Frisell has produced two CDs of his Keaton scores: Go West, and The High Sign/One Week.

Lined up for Pordenone

The programme for this year’s Giornate del Cinema Muto at Pordenone, Italy (4-11 October) continues to evolve, but it’s been some months since we outlined some of the promised highlights, so it seems a good idea to point out the programme as it now stands. As always, the programme is divded up into strands:

Musical Events
4 October 2008 [20.30]
Sparrows (dir.: William Beaudine; United Artists, 1926)
produced by and starring Mary Pickford

11 October 2008 [20.30]
Les Nouveaux Messieurs (Albatros, FR 1929)
dir.: Jacques Feyder; cast: Gaby Morlay, Albert Préjean, Henry Roussell

The traditional opening and closing prestige films with orchestral accompaniment. Sparrows is accompanied by the premiere of a score composed by Jeffrey Silverman, performed by the Orchestra Sinfonica del Friuli Venezia Giulia, conducted by Hugh Munro Neely. Feyder’s Les Nouveaux Messieurs has a new score by Pordenone regular Antonio Coppola, performed by l’Octuor de France.

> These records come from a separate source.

PR #1511, opened 2023-09-24
Fix mouse leave gameWindow

RuanLucasGD:
This is a usability tweak, with this i can easily edit editor properties in game mode even if Screen.CursorVisible is false by any script

This fix #1370  and is a small change from #859

Issue #1370, opened 2023-09-08
Show mouse on all windows except Game Window


RuanLucasGD:
**Issue description:**
Hello, this is a suggestion about usability. I'm making a game where i need the Screen.Visible = false, but Screen.CursorLock = CursorLockMode.None. I made this because i made a custom cursor icon.

The problem happen when i need change any value on editor on game mode why i cannot see the cursor XD.
Please , if possible set cursor as visible (in all windows except GameWindow) always on game mode., this can help a lot.

**Flax version:**
1.6

mafiesto4:
Fixed in #859 and f2a3338dce85b2b9a6fb9c7957349b27fdf92e72

PR #1544, opened 2023-09-28
Fix mouse leave gameWindow

RuanLucasGD:
#1511


mafiesto4:
Actually, this should check if the game control is actually focused before changing focus because if user presses `Shift+F11` to defocus the game window then the window focuses again when moving cursor outside it.

RuanLucasGD:
I tried ```Shift+F11``` and this fix my problem on #1370 . I think this pr is not necessary

PR #1553, opened 2023-09-28
Automatically set SpriteRender size when changing either its Texture or Sprite

Arcnor:
When assigning a new texture or sprite to a `SpriteRender` element, the size needs to be set by hand, which is really annoying. This PR simply sets the right size after a change of Texture/Sprite has been made.


Arcnor:
Changing the material or other parameter also changes the size, I need to find a way to differentiate the "event".

Issue #1552, opened 2023-09-28
Visual Scripting: Get LengthSquared (and other nodes) throw exception and return null


Chikinsupu:
**Issue description:**

Depending on the version:

Version 1.6:
Using Get LengthSquared, Get Length, Distance node, and probably many other nodes of the same kind on vector3 throws Failed to call Method exception.

> [ 00:00:07.988 ]: [Error] Failed to call method 'FlaxEngine.Vector3.get_LengthSquared' (args count: 0) with invalid object instance of type 'FlaxEngine.Float3'
> [ 00:00:07.988 ]: [Error] Visual Script stack trace:
> [ 00:00:07.988 ]: [Error]     at Culprit:b41ab51744e77610f0ff009855f0b55b in node FlaxEngine.Vector3.get_LengthSquared()
>     at Culprit:b41ab51744e77610f0ff009855f0b55b in node FlaxEngine.Debug.Log()
>     at Culprit:b41ab51744e77610f0ff009855f0b55b in node OnEnable()
> 

Version Master:
Using Get LengthSquared, Get Length, Distance node, and probably many other nodes of the same kind on vector3 throws native interop exception: Invalid ManagedHandle exception.

> 
> [ 00:00:17.712 ]: [Error] Native interop exception!
> [ 00:00:17.725 ]: [Warning] Exception has been thrown during InvokeMethod. Invalid ManagedHandle
> Stack strace:
>    at FlaxEngine.Interop.ManagedHandle.ManagedHandlePool.GetObject(IntPtr handle) in D:\a\FlaxEngine\FlaxEngine\Source\Engine\Engine\NativeInterop.Managed.cs:line 537
>    at FlaxEngine.Interop.NativeInterop.Invoker.InvokerRet0`2.MarshalAndInvoke(Object delegateContext, ManagedHandle instancePtr, IntPtr paramPtr) in D:\a\FlaxEngine\FlaxEngine\Source\Engine\Engine\NativeInterop.Invoker.cs:line 841
>    at FlaxEngine.Interop.NativeInterop.InvokeMethod(ManagedHandle instanceHandle, ManagedHandle methodHandle, IntPtr paramPtr, IntPtr exceptionPtr) in D:\a\FlaxEngine\FlaxEngine\Source\Engine\Engine\NativeInterop.Unmanaged.cs:line 704
> [ 00:00:17.725 ]: [Error] Exception has been thrown during InvokeMethod.
> Invalid ManagedHandle
[...]

PR #1555, opened 2023-09-28
Fix VisualScript method calls not working with value types

GoaLitiuM:


GoaLitiuM:
Fixes https://github.com/FlaxEngine/FlaxEngine/issues/1552

PR #1561, opened 2023-09-29
Added support for in parameters to the csharp binding generator

SinnersSum:
`in` parameters allow for large value type objects to be passed by reference with semantics very similar to `const &`, such that `r-values` can be passed seamlessly as well without needing to create a variable for the value. Functions such as [Camera.GetMatrices](https://github.com/FlaxEngine/FlaxEngine/blob/fd3f10864b8c09289971d8cb2cfd64090d0cd026/Source/Engine/Level/Actors/Camera.h#L219) or [Camera.Project](https://github.com/FlaxEngine/FlaxEngine/blob/fd3f10864b8c09289971d8cb2cfd64090d0cd026/Source/Engine/Level/Actors/Camera.h#L151) currently receive certain arguments by-ref, which in many cases requires the caller to explicitly create an `l-value` variable for the argument in order to pass it in by `ref`. If these functions instead used `in` values they could enjoy all of the advantages of passing by-ref without needing an explicit `l-value` to reference.

I have run some light tests of this change in a small project, and it appears to work correctly. As yet I haven't added any uses of `API_PARAM(In)` to the engine, but I will attempt to hit some of these obvious cases tomorrow,

### DIFF
--- a/Source/Editor/CustomEditors/CustomEditor.cs
+++ b/Source/Editor/CustomEditors/CustomEditor.cs
@@ -637,7 +637,7 @@ namespace FlaxEditor.CustomEditors
                 if (text.Length != 32)
                     return false;
                 JsonSerializer.ParseID(text, out var id);
-                obj = FlaxEngine.Object.Find<FlaxEngine.Object>(ref id);
+                obj = FlaxEngine.Object.Find<FlaxEngine.Object>(in id);
             }
             else if (Color.TryParseHex(text, out var color))
             {
--- a/Source/Editor/CustomEditors/Dedicated/ActorEditor.cs
+++ b/Source/Editor/CustomEditors/Dedicated/ActorEditor.cs
@@ -58,7 +58,7 @@ namespace FlaxEditor.CustomEditors.Dedicated
                 if (prefab && !prefab.WaitForLoaded())
                 {
                     var prefabObjectId = actor.PrefabObjectID;
-                    var prefabInstance = prefab.GetDefaultInstance(ref prefabObjectId);
+                    var prefabInstance = prefab.GetDefaultInstance(in prefabObjectId);
                     if (prefabInstance != null)
                     {
                         // Use default prefab instance as a reference for the editor
@@ -168,7 +168,7 @@ namespace FlaxEditor.CustomEditors.Dedicated
                 {
                     var actor = (Actor)Values[0];
                     var prefabObjectId = actor.PrefabObjectID;
-                    var prefabInstance = prefab.GetDefaultInstance(ref prefabObjectId);
+                    var prefabInstance = prefab.GetDefaultInstance(in prefabObjectId);
                     if (prefabInstance != null)
                     {
                         Values.SetReferenceValue(prefabInstance);
--- a/Source/Editor/CustomEditors/Editors/FlaxObjectRefEditor.cs
+++ b/Source/Editor/CustomEditors/Editors/FlaxObjectRefEditor.cs
@@ -114,7 +114,7 @@ namespace FlaxEditor.CustomEditors.Editors
         public Guid ValueID
         {
             get => _value ? _value.ID : Guid.Empty;
-            set => Value = Object.Find<Object>(ref value);
+            set => Value = Object.Find<Object>(in value);
         }
 
         /// <summary>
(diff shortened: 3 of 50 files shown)


SinnersSum:
First time creating a pr so let me know if I've committed any faux pas.

Changing library functions to take `in` instead of `ref` will be a minor breaking change.

I'll note that I wasn't completely sure what some of the checks to `ParameterInfo.IsRef` were trying to accomplish so I kept my modifications relatively minimal. When I attempt to add `in` support to some library functions tomorrow I'm sure I'll get a better idea whether there will be any issues.

mafiesto4:
You might want to update `BindingsGenerator.CacheVersion` to reflect format change of serialized bindings info for build system.

SinnersSum:
> You might want to update `BindingsGenerator.CacheVersion` to reflect format change of serialized bindings info for build system.

Updated the cache version. Thanks for noting that, I would have totally missed that detail.

Made a couple of minor changes, namely changed `FunctionInfo`/`ParameterInfo` to use bit-flags instead of bool fields, as a TODO comment in the code had requested.


More majorly though, I changed a couple of apis —namely `Object` and `Model`/`ModelLod`/`Mesh`— to use `in` instead of `ref`. I was planning on updating the `Matrix` api (which has a lot of candidate parameters) but decided to hold off on that for now as the candidate functions have a ton of references.

This does constitute a breaking change, but all that needs to be done to update affected callsites is swap `ref` for `in`. Long term this should improve ergonomics, as you will no longer need to assign a value to a temp variable before passing it in, which I noticed many callsites in the engine do.

SinnersSum:
I'd like to get a review. I expect the tests (at least the showcase projects) will fail to compile, but the engine should compile and run without issue.

If it's not possible to merge the engine api changes, then I'd like to get just the support for in-refs in `Flax.Build` merged so that afterwards new apis can begin to freely use in-refs.

SinnersSum:
Wow, I'm glad to see that all the checks passed.

> 1. Add `FlaxEngine.Object.Find<T>(ref id)` marked as deprecated so users can migrate easily

I agree that would be preferable, but the issue is that `in` and `ref` are the same under the hood (only differentiated by an attribute that only the compiler sees IIRC) so `Find(in GUID)` and `Find(ref GUID)` are the same function as far as .Net is concerned, and thus can't coexist.

I can see two options to get around this;

1) Create `Find(GUID)` (non-ref), mark `Find(ref GUID)` deprecated, and then at some point in the future add `in` to the new `Find(GUID)` function and remove the other. Not great, since it would imply a performance hit in the interm.

2) Create a temporary `Find_(in GUID)` function (name pending), mark the old one as deprecated, then at a later date change `ref` to `in` in the original, and then at a *later later date* possibly remove the unnecessary temporary function. Workable, but awkward.

> 2. Add or just verify that generated C++ bindings code doesn't convert the value back to C# data - for `T&` we might convert custom structure from C# to C++ data, perform API call and then back from C++ to C#. For `in` params we could skip conversion back.

I'll give it a look. I tried to avoid changing anything significant about the logic in order to avoid breaking anything, but I added the `IsByRefIn` and `IsByRefOut` properties for just that purpose so I'll see if there're some places where I can elide marshalling.

> 3. I would skip Flax 1.7 as it's pretty late in the production schedule so this could be merged for `1.8` (still target master but merge would happen in 2-3 weeks closest)

Makes sense 👍🏿

mafiesto4:
We gonna need to do perf comparision between ref and in for bindings methods like FindObject(id) to be sure there is no perf regression (I would expect improvements as otherwise it's not so important feature if usability only for such drastic api change). And maybe leaving ref version of existing methods should be implement too so existing code works properly.

SinnersSum:
> We gonna need to do perf comparision between ref and in for bindings methods like FindObject(id) to be sure there is no perf regression (I would expect improvements as otherwise it's not so important feature if usability only for such drastic api change). And maybe leaving ref version of existing methods should be implement too so existing code works properly.

I'm waiting for C# 12 to finish this PR, as with C# 12 changing apis to use `in` will no longer be a breaking change, but only just a warning. https://github.com/dotnet/csharplang/blob/main/proposals/csharp-12.0/ref-readonly-parameters.md

In terms of perf though, for maximum effect it will be necessary to add `readonly` annotation to struct members where appropriate. It might be possible to automate the generation of `readonly` annotation from C++ `const` annotation, and this wouldn't represent a breaking change either way. I'll investigate this afterwards.

PR #1562, opened 2023-09-29
Fix build project generation under Arch linux

Zode:
Just a quick patch to stop the "Exception: Missing NET SDK 7.0" error while generating project files under a situation where the dotnet environment path exists and is defined, but the dotnet pack is named differently (such as Microsoft.NETCORE.App.Host.arch-x64 vs Microsoft.NETCORE.App.Host.linux-x64). In such case the ridFallback would never get filled and thus fail later on with the TryAddHostRuntime function call resulting in the missing sdk error.


aidar31:
Thanks!!!, but error "Missing Android SDK. Cannot build for Android Plaform" remain. I installed android sdk with command "sudo apt install android-sdk".

PR #1564, opened 2023-09-29
Add VisibleIfValue attribute

Arcnor:
The `VisibleIf` attribute allows you to hide fields in the editor for your type based on another `bool` field without having to create a custom editor.

I've expanded support and added attributes for `Enum` and `int`. This can be generalized more, for example, having a single `VisibleIfValue` attribute where you pass the type of the field you're depending on, or even ignoring the type of the field altogether, just comparing its value, instead of having `VisibleIfEnum`, `VisibleIfInt`, etc... I've just followed the existing pattern for now but will be nice hearing some feedback about it.

### DIFF
--- a/Source/Editor/CustomEditors/Editors/GenericEditor.cs
+++ b/Source/Editor/CustomEditors/Editors/GenericEditor.cs
@@ -71,6 +71,11 @@ namespace FlaxEditor.CustomEditors.Editors
             public VisibleIfAttribute VisibleIf;
 
             /// <summary>
+            /// The "visible if value" attribute.
+            /// </summary>
+            public VisibleIfValueAttribute VisibleIfValue;
+
+            /// <summary>
             /// The read-only attribute usage flag.
             /// </summary>
             public bool IsReadOnly;
@@ -129,6 +134,7 @@ namespace FlaxEditor.CustomEditors.Editors
                 Space = (SpaceAttribute)attributes.FirstOrDefault(x => x is SpaceAttribute);
                 Header = (HeaderAttribute)attributes.FirstOrDefault(x => x is HeaderAttribute);
                 VisibleIf = (VisibleIfAttribute)attributes.FirstOrDefault(x => x is VisibleIfAttribute);
+                VisibleIfValue = (VisibleIfValueAttribute)attributes.FirstOrDefault(x => x is VisibleIfValueAttribute);
                 IsReadOnly = attributes.FirstOrDefault(x => x is ReadOnlyAttribute) != null;
                 ExpandGroups = attributes.FirstOrDefault(x => x is ExpandGroupsAttribute) != null;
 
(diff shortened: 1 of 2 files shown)


stefnotch:
Alternative proposal:

Update the VisibleIf documentation with an example along the lines of
```csharp
[VisibleIf(nameof(_isCustomResolution )), Limit(1, 8192)]
public int Width = 1280;

private bool _isCustomResolution => Resolution == ResolutionModes.Custom;
```

That's what the Flax editor does internally. https://github.com/FlaxEngine/FlaxEngine/blob/fd3f10864b8c09289971d8cb2cfd64090d0cd026/Source/Editor/Windows/Assets/SceneAnimationWindow.cs#L124C13-L129C37

Arcnor:
Like @stefnotch said, `VisibleIf` can evaluate a property, so potentially you can add the necessary code to do most checks you might want. However, I think you might want to check for visibility based on a single value of some field, like (in my own case) testing for Enum values. Hence I've modified my PR to support the generic case above (`VisibleIfValue` instead of different `VisibleIf<Type>`). That means that instead of doing:

```
enum Mode { ModeA, ModeB, ModeC }

public Mode _mode;

public bool IsModeA => _mode == Mode.ModeA;
public bool IsModeB => _mode == Mode.ModeB;
public bool IsModeC => _mode == Mode.ModeC;

[VisibleIf(nameof(IsModeA))]
public object ThingsToShowWhenA;

[VisibleIf(nameof(IsModeB))]
public object ThingsToShowWhenB;

[VisibleIf(nameof(IsModeC))]
public object ThingsToShowWhenC;
```
...you should be able to do:
```
enum Mode { ModeA, ModeB, ModeC }

public Mode _mode;

[VisibleIfValue(nameof(Mode), Mode.ModeA)]
public object ThingsToShowWhenA;

[VisibleIfValue(nameof(Mode), Mode.ModeB)]
public object ThingsToShowWhenB;

[VisibleIfValue(nameof(Mode), Mode.ModeC)]
public object ThingsToShowWhenC;
```
...which again, I think will happen more often than wanting to do specialized checks (and for those you still have `VisibleIf`).

Also, there is the `invert` parameter like in `VisibleIf`, for checking `!=` instead of `==`.

mafiesto4:
Sounds nice but the purpose of current `VisibleIf` with custom property getter is to move all custom logic checks into the user code (getter) which can include very complex checks (eg. if several different values are matching criteria).

Arcnor:
> Sounds nice but the purpose of current `VisibleIf` with custom property getter is to move all custom logic checks into the user code (getter) which can include very complex checks (eg. if several different values are matching criteria).

I understand, and that's what was discussed as well. The new `VisibleIfValue` was made only to help with the common case of doing a direct comparison with a value, which I think happens the most often. Creating separate functions for each value is a bit too much boilerplate IMHO.

That said, if you don't think there is value please close instead of moving for later, I'm ok losing this if it's not the desired path.

Issue #1565, opened 2023-09-29
IDE Intellisense not working when using Plugin Projects and Master Branch Engine


schmidt-florian:
**Issue description:**
If you use Plugins Projects with the Flax Engine from the Master branch, the IDE does not detect fully the C# Engine code.
If you remove the plugin Projects everything is okay. If you switch to 1.6 installed from the lancher, everything is okay too.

Tribute to Vittorio Martinelli
La fanciulla, il poeta e la laguna (Carmine Gallone, 1922)
Tutto per mio fratello (Latium Film, 1911)
Maciste in vacanza (Itala Film, 1921)
La vita dl grillo campestre (Roberto Omegna)
Sicilia illustrata (Ambrosio, 1907)

A selection of Italian silents shown in tribute to the late Italian historian Vittorio Martinelli (see the Bioscope’s obituary notice)

Alexander Shiryaev
Richard Williams Masterclasses

The first-ever complete retrospective of the films of Alexander Shiryaev, made privately 1906-1909, which use animation as a means of recording choreography. Plus a masterclass from the great modern animator, Richard Williams.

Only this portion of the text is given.